> Exercise directions
Lines from the one containing "closes https://github.com/corona-school/project-user/issues/1034" through the last line of the data below are to be returned exactly; leave out the rest.

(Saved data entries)
..........

PR #956, opened 2024-01-19
feat: achievement integration tests

LucasFalkowsky:
closes https://github.com/corona-school/project-user/issues/1034

## What was done

1. tests for sequential achievements for students and pupils
2. tests for tiered achievements for students and pupils
3. tests for streak achievements for students and pupils
4. test for all achievements resolver
5. test for further achievements resolver
6. test for next step achievements resolver
7. test for achievement by id resolver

..........

> Exercise solution
closes https://github.com/corona-school/project-user/issues/1034

## What was done

1. tests for sequential achievements for students and pupils
2. tests for tiered achievements for students and pupils
3. tests for streak achievements for students and pupils
4. test for all achievements resolver
5. test for further achievements resolver
6. test for next step achievements resolver
7. test for achievement by id resolver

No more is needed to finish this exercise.